One of the reasons the U.S. succeeded in the building of the canal was that one of the persons in charge of the construction decided to take care of the place that the workers would be living first. The men loved him for this and followed him eagerly.  He cleaned up the area with brooms, sewers, water systems and insecticide.  He constructed a camp that the workers could be comfortable in and wouldn’t mind staying.   Unlike the French, the Americans knew that Yellow Fever was transmitted by mosquitos and a large effort was made to eradicate them and their habitat.  It was after this that Pres. Roosevelt visited. When Pres.
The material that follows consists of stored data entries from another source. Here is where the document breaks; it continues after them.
PR #2521, opened 2024-05-29
Bugfix/Upserting same id with supabase

HenryHengZJ:


opexchanger:
Hi, i'm not entirely sure if it has to do with this commit, but coincidentally, now when I upsert a record to my supabase vectors table, it always overwrite the old data. It's like the embeddings are coming with predefined ids starting from 0 and then replacing the ones that currently exist.

I'm sorry if this is not the correct place, if it's better i can open an issue about it. thanks!

PR #2526, opened 2024-05-30
Fix for Whisper Error: 'File is not defined' when using Speech to Text

raffareis:
Fix for error reported on Discord:

image

toFile() is a helper by openai to create the correct data to send to whisper.

Below is after the fix (disconsider the pt-br thing, I used the wrong ISO):

image


HenryHengZJ:
oh didnt notice they have this function, thats a big help!

PR #2530, opened 2024-05-30
feat(ci): enable `pnpm` caching in CI

SauravMaheshkar:
Set the `cache` argument to enable caching to speed up CI times. Similar workflow is adopted by [`nextauthjs/next-auth`](https://github.com/nextauthjs/next-auth/blob/d3eb3f9f07d1d19b11d5397bb9bdabf31dc72c0e/.github/workflows/release.yml#L241)

Request for Review: @HenryHengZJ


HenryHengZJ (approved):
thank you @SauravMaheshkar !

Issue #2533, opened 2024-05-30
[BUG] Custom JS Function not updating variable values after a second run


daniel-dabate-scopely:
**Describe the bug**
If variable values (static or dynamic) are updated or created, Custom JS Functions don't get the updated value after a second run.

**To Reproduce**
1. Create an static variable `test` with value `1`
2. Create a ChatFlow with a Custom JS Function `return $vars.test`
3. Connect it to a prompt that receives the output with the text: `Always reply with this number: {var}`
4. Connect it to an LLM Chain an LLM and save.
5. Send any text to the chat. Reply should be 1.
6. Go to variables, change the variable `test` from `1` to `2`.
7. Go to the ChatFlow and send any text to the chat. Reply is 1, but it should be 2.

**Expected behavior**
Values of variables should be always up to date, both for modification or creation of variables.

**Flow**
[Chatflow.json](https://github.com/user-attachments/files/15506513/Chatflow.json)

**Setup**

-   Installation [`docker`, `pnpm start`]
-   Flowise Version [`1.8.0`]
-   OS: [`macOS`, `Linux`]
-   Browser [`Chrome`]

**Additional context**
I debugged a little bit and found that this is related to the caching of ChatFlows. The code to check if the flow is reusable or not is not taking into account changes in variables. And because the Custom JS Function takes the variables at the time of initialisation, values are never updated in the cached instance.

Maybe more components are affected by this, like Custom Tools. I haven't tested it myself.

**Additional Question**
Besides fixing the bug, would it be possible to add an ENV variable to disable the cache entirely? Considering the usage of these tools is not latency sensitive, I think I might prefer to have always the ChatFlows recreated to reduce the risk of this type of bugs.

HenryHengZJ:
yep that was the reason, because it was reused without getting full execution again. We can add a FLAG to disable this, as more nodes are added, we can't possibly detect every edge cases and decide which one get to re-used

danieldabate:
Cool, I'll open a PR, I have it already implemented and tested. 

Only limitation I see is that in the latest version (1.8.0) the ChatflowPool is also being used to offer an endpoint to "abort" the flows. I think only the ones built with langgraph work, because they are referenced differently in the pool than normal flows. If ChatflowPool is disabled this endpoint won't do anything. 

What do you think about this Henry? Are there any plans to refactor this logic to avoid depending on RAM state?

HenryHengZJ:
[...]

PR #2559, opened 2024-06-03
Feature - Env variable to disable ChatFlow reuse

danieldabate:
Discussed in #2533, this PR adds a new env variable `DISABLE_CHATFLOW_REUSE` to allow users to decide if they want to create a new ChatFlow in each interaction or reuse current one when possible.

This is useful for a few reasons:
- Debugging purposes: If a user sees an issue and we think it might be related to caching, we can ask to disable it temporarily and try again.
- Avoid issues with unsupported flows: Flows like the one described in #2533 are not supported by current logic and users might decide to disable the reuse of ChatFlows.

### Implementation
Current implementation adds a new condition to the `ifFlowReusable` function to check for the new env variable `DISABLE_CHATFLOW_REUSE`.

This approach is simple and keeps the `chatflowPool` active for other use cases, like AgentFlow abortion.

### Alternative implementation
Another possible solution is to make the `chatflowPool` creation optional. At first this was my preferred approach because I think it's cleaner, but it would break the AgentFlow abortion logic. With the PR implementation regular ChatFlows are still stored in the pool but never used.


HenryHengZJ (approved):
thanks @danieldabate !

Roosevelt visited Panama to see how the construction project was going, it was the first time a U.S. Pres. had left the country while in office.
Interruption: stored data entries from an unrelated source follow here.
PR #2563, opened 2024-06-03
fix: Change the CMD flowise command in Dockerfile to be the same as in the document

erasmo-pinheiro:
The Dockerfile wasn't working with the command:
`CMD flowise`

Based on the documentation, to start Flowise, you should use the command "start". In this case, the Dockerfile was updated to use:

ENTRYPOINT ["npx", "flowise", "start"]

Reference:
[get started | Flowise](https://docs.flowiseai.com/getting-started)

### DIFF
--- a/docker/Dockerfile
+++ b/docker/Dockerfile
@@ -18,4 +18,4 @@ RUN npm install -g flowise
 
 WORKDIR /data
 
-ENTRYPOINT ["npx", "flowise", "start"]
+ENTRYPOINT ["flowise", "start"]
--- a/docker/Dockerfile
+++ b/docker/Dockerfile
@@ -18,4 +18,4 @@ RUN npm install -g flowise
 
 WORKDIR /data
 
-CMD "flowise"
+ENTRYPOINT ["npx", "flowise", "start"]
--- a/docker/docker-compose.yml
+++ b/docker/docker-compose.yml
@@ -33,4 +33,4 @@ services:
             - '${PORT}:${PORT}'
         volumes:
             - ~/.flowise:/root/.flowise
-        command: /bin/sh -c "sleep 3; flowise start"
+        entrypoint: /bin/sh -c "sleep 3; flowise start"


docker/Dockerfile
```diff
@@ -18,4 +18,4 @@ RUN npm install -g flowise
 
 WORKDIR /data
 
-CMD "flowise"
+ENTRYPOINT ["npx", "flowise", "start"]
```
danieldabate, line 21: Thanks for this change, I'm using this image in K8S and I'm executing a different command because the one in the current image doesn't work.

But I don't think it's necessary to use `npx` given that Flowise is being installed globally in the previous step (`-g` flag). It should be more straightforward and faster to run `flowise start`. This is the command we are executing.

danieldabate:
@HenryHengZJ could you merge this one? It's an easy one and fixes the docker images which are currently broken.

HenryHengZJ:
Testing on my Windows machine running Docker on WSL, bump into errors:
image

danieldabate:
Ohh.. good catch! In Linux/Mac it's the opposite, it doesn't work without the `start` parameter, so I assumed the image was broken in every platform. 

I'll try to find out what's going, it's the first time I see inconsistent behaviors in different platforms for the same Docker image.

danieldabate:
This is the error that we get in Linux/Mac:
Screenshot 2024-06-04 at 10 48 35

HenryHengZJ:
I'm no Docker expert but suspect we might need `docker-entrypoint.sh`, I can help to test on Windows side, whereas you guys can test on Linux/Mac

danieldabate:
I implemented it with an entrypoint script as @HenryHengZJ suggested. This might solve the issue, WSL seems to be doing something different to run the images.

@HenryHengZJ could you try what I pushed to this branch in my own repository? This is working for me in Mac.
https://github.com/danieldabate/Flowise/tree/docker-image-fix

If it works @erasmo-pinheiro can apply the same changes to this PR or I can create a new PR.

danieldabate:
Ok, you can discard my previous message. I think I found what's going on.

@HenryHengZJ, you are running the Docker image with Docker Compose, right? The issue here is that the Docker Compose is trying to override the COMMAND, when it should actually override the ENTRYPOINT now.

I was testing running the Docker image directly with `docker run`, that's why it was working for me. If I do it from Docker Compose it fails.

Changing `command: /bin/sh -c "sleep 3; flowise start"` to `entrypoint: /bin/sh -c "sleep 3; flowise start"` in `docker-compose.yml` should solve the issue.

erasmo-pinheiro:
> Ok, you can discard my previous message. I think I found what's going on.
> 
> @HenryHengZJ, you are running the Docker image with Docker Compose, right? The issue here is that the Docker Compose is trying to override the COMMAND, when it should actually override the ENTRYPOINT now.
> 
> I was testing running the Docker image directly with `docker run`, that's why it was working for me. If I do it from Docker Compose it fails.
> 
> Changing `command: /bin/sh -c "sleep 3; flowise start"` to `entrypoint: /bin/sh -c "sleep 3; flowise start"` in `docker-compose.yml` should solve the issue.



> Ok, you can discard my previous message. I think I found what's going on.
> 
> @HenryHengZJ, you are running the Docker image with Docker Compose, right? The issue here is that the Docker Compose is trying to override the COMMAND, when it should actually override the ENTRYPOINT now.
> 
> I was testing running the Docker image directly with `docker run`, that's why it was working for me. If I do it from Docker Compose it fails.
> 
> Changing `command: /bin/sh -c "sleep 3; flowise start"` to `entrypoint: /bin/sh -c "sleep 3; flowise start"` in `docker-compose.yml` should solve the issue.

@danieldabate I've updated this Pull Request with the entrypoint in Docker Compose. It's ready to review.

HenryHengZJ:
awesomee it works! Thank you @danieldabate @erasmo-pinheiro !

After sailing over most of Lake Gatun we came to the narrow part of the passage known as the Gamboa area.  This is where much of the maintenance facilities are located and is an 8 mile stretch of the canal where most of the effort was concentrated because of the taller geography.  Travel through this part of the canal is currently limited to one way traffic.  This area also is where the futuristic Centennial bridge is located, and short ways down stream the only other permanent bridge, the Pan-American bridge.  The bridge is 6 lanes wide, but you wouldn’t guess it by looking at it.
Dad and I managed to have lunch as we approached the second set of locks, the Pedro Miguel Locks.  This was actually only one lock.  I ate quickly and hurried to starboard side, deck 7 to watch us drop down about 30 feet.  I took pictures of the mules as they approached and tossed lines our ship.  Also got a picture just after dynamite was detonated on the expansion project happening just north of the current canal.  It was cool to see us drop from being above ground level to being almost even with the ground after the water had dropped.  The water leaves the lock through 100 man-sized holes and takes approximately 9 minutes.  The terrain in the area is decidedly different, much more rock and less dirt.  The material from this region in taken by rail car to the Atlantic end to be used to stabilize the ground.
The day was sunny and humid so I headed to the Lotus pool for a quick dip and found a chaise lounge facing the glass window to watch our approach to the mira flores locks.  This set of locks is composed of 2 locks, bringing us back down the final distance to sea level in the Pacific ocean.   I fell asleep in the chair and missed most of this transit, but woke up in time to run to the back of the ship and take a picture of the locks as we left them behind.
The area on the Pacific side is full of ships staging to enter the canal.  It looks like a truck stop for ships.  
Headed up for dinner after lounging and napping some more.  If I didn’t have a scheduled dinner time, I wouldn’t have gotten up out of the chair until waaaay later.
Appetizer: Fresh mozzarella, basil and tomato with basalmic dressing.  
Thai chicken something something noodle and lemongrass soup.
Main course: Chateubriand beef with sauce and berny potatoes, vegetables.
Dessert: Chocolate flan with banana compote, Jamaican coffee ice cream
Returned to the room after dinner and will stay in tonight.  We dock in Puerto Amador, Panama tomorrow and have an excursion to an eco-park.  More on that tomorrow.
Good night!

1 comment:

CVOChristi said...

Just wanted to correct my numbers on the dimension of the Gatun locks. The locks are 325' long, we have 15 feet left at each end in the locks. They are 110' feet wide, we have 2' on either side.